I told him, and when I had finished, I said, ‘Gundersen suspects something. He hinted as much.’ I paused, waiting for the explanation he had promised me. But all he said was, ‘I’d forgotten that Higgins might work it out.’ He was speaking to himself.
‘What about that explanation?’ I asked him.
‘Explanation?’ He stared at me blankly.
‘You surely don’t imagine,’ I said, ‘that I can be a party to a piece of deception that involves the owners, the insurance people, everybody with a financial interest in the ship, unless I know that there is some good reason?’ I told him I considered that my duty was clear. ‘Either you explain why you’ve withheld this vital information or I go to the authorities.’ An obstinate, shut look had come over his face. ‘Why pretend the ship went down, when at any moment she may be sighted lying there in the middle of the Minkies?’

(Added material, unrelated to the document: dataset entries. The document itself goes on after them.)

PR #458, opened 2025-11-27
nvim: *Really* ensure that a file exists before we "open" it

### LINKED ISSUE #92: neovim complains about "file has been changed on disk" for newly created one
bug probably introduced in #85

### LINKED ISSUE #457: nvim: "Warning: File "..." has been created after editing started"
**Describe the bug**
When I create a new file with Neovim, the file will be created by the daemon too.

**To Reproduce**
I think this should do:
- `:e new-file` while Neovim is connected to daemon.
- move away focus from and come back to Neovim

**Expected behavior**
It should not happen

**Versions:**
latest `main` (7a8935b0e)

**Additional context**

Image

blinry:
Turns out that 0 is truthy in Lua...

Fixes #457, and *really* fixes #92.

### DIFF
--- a/nvim-plugin/lua/teamtype.lua
+++ b/nvim-plugin/lua/teamtype.lua
@@ -167,7 +167,7 @@ local function activate_config_for_buffer(config_name, buf_nr, root_dir)
     -- Ensure that the file exists on disk before we "open" it in the daemon,
     -- to prevent a warning that the file has been created externally (W13).
     -- This resolves issue #92.
-    if string.find(uri, "file://") == 1 and not vim.fn.filereadable(filename) then
+    if string.find(uri, "file://") == 1 and vim.fn.filereadable(filename) == 0 then
         vim.cmd("silent write")
     end
 


m10090:
So, I think this will work in most cases. But in one scenario — and correct me if I’m wrong — this could lead to a race condition. If I open the file in Neovim, edit it, and save, it’s possible that Neovim could save the file before the daemon does because the daemon was slower. I had a similar issue where it took around 30 seconds to load a file in TeamType (debug build).

I’ll do some feature testing to confirm, but one option is: if the file doesn’t exist in the directory and needs to be created, let Neovim create it and don’t send the open request to the daemon. Alternatively, force all editors to create the file and remove the creation step from the daemon entirely.
And again than you for letting me in.

blinry:
We don't quite understand the race condition you're describing – can you provide a step-by-step instruction to reproduce it?

We'll merge this PR for now, as we think it's an improvement, but we can iterate more on it later!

‘She could have been carried there by the tides,’ he murmured.
‘She could have been, but she wasn’t.’ I lit a cigarette and sat down opposite him. He looked so desperately tired of it all. ‘Listen,’ I said more gently. ‘I’ve been trained in marine insurance. I know the procedure after the loss of a ship. Any moment now the Receiver of Wreck will start taking depositions under oath from everybody connected with the loss.
And under oath I’ve no alternative but to give the full-’
‘You won’t be called on to make a deposition,’ he said quickly. ‘You weren’t connected with the ship.’
‘No, but I was on board.’
‘By accident.’ He pushed his hand up through his hair in a gesture that brought it all back to me. ‘It’s not for you to make any comment.’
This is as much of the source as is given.